Assignment
Below are entries; count the lines containing the string "style". The answer is that number alone.

Working data
——

PR #280, opened 2024-08-23
SQL-2286: Test mongodb+srv style connection string

mattChiaravalloti:
This PR adds an integration test for a `mongodb+srv` style uri. For now, I'm using the `nathan` user but will talk to Alexi today about creating a new dedicated test user on her cluster.

Also, for now I have it expecting the exception that is thrown since Atlas does not natively support the SQL commands. I put a TODO to update it when we eventually implement support. The test will also start failing when we implement support, so the TODO is almost redundant.

This took a while since I initially investigated using the AWS Secret Manager, but it was not as easy as the wiki page implied (the wiki makes reference to scripts without links so it's unclear which scripts they're talking about or what they're supposed to do). Instead, I opted to use evergreen as our secret manager like we do for all other values in our tests -- it's easier and more consistent for now. If we ever have to fully switch from evergreen secret managing to AWS, we should migrate everything at once. I don't think now is the time to make the change!

### DIFF
--- a/src/main/java/com/mongodb/jdbc/MongoDriver.java
+++ b/src/main/java/com/mongodb/jdbc/MongoDriver.java
@@ -466,6 +466,7 @@ public class MongoDriver implements Driver {
         ConnectionString c =
                 new ConnectionString(
                         buildNewURI(
+                                originalConnectionString.isSrvProtocol(),
                                 originalConnectionString.getHosts(),
                                 user,
                                 password,
@@ -627,6 +628,7 @@ public class MongoDriver implements Driver {
      *     arguments user provided,
      */
     private static String buildNewURI(
+            boolean isSrvProtocol,
             List<String> hosts,
             String user,
             char[] password,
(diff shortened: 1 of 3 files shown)


src/main/java/com/mongodb/jdbc/MongoDriver.java
```diff
@@ -635,8 +637,8 @@ private static String buildNewURI(
             Properties options)
             throws SQLException {
         // The returned URI should be of the following format:
-        //"mongodb://[user:password@]host1[:port1][,host2[:port2],...[,hostN[:portN]]][/[authDatabase][?options]]")
-        String ret = "mongodb://";
+        //"mongodb(+srv)?://[user:password@]host1[:port1][,host2[:port2],...[,hostN[:portN]]][/[authDatabase][?options]]")
+        String ret = isSrvProtocol ? "mongodb+srv://" : "mongodb://";
```
mattChiaravalloti, line 641: This was also something that caused a delay! Without this, we were hitting an unrelated timeout error. This doesn't actually enable Atlas support, of course, since we still attempt to use sql commands. This just ensures the error we get back now is "command not found: sqlGetResultSchema" as opposed to a timeout.

mattChiaravalloti:
The new integration test failed because it couldn't find the environment new variables 😵  But the new ones are set the same way as the old `ADF_*` env variables (which clearly worked again this time), so I'm not sure why they are not being found 🤔 Need to look into it further

mattChiaravalloti:
> The new integration test failed because it couldn't find the environment new variables 😵 But the new ones are set the same way as the old `ADF_*` env variables (which clearly worked again this time), so I'm not sure why they are not being found 🤔 Need to look into it further

I still haven't figured out the reason _why_ the previous variable value led to `SRV_TEST_HOST` to be empty, but I updated it in evergreen and updated the code to handle the new value and it _should_ be working now. I had a patch run essentially successfully, so let's see if that happens on the latest PR patch as well. Really odd behavior..

mattChiaravalloti:
@EthanHardyMongo @terakilobyte can confirm this is ready for review for real 👍 Everything's passing now with the latest commit.

EthanHardyMongo (approved):
LGTM!

terakilobyte (approved):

——

Task solution
2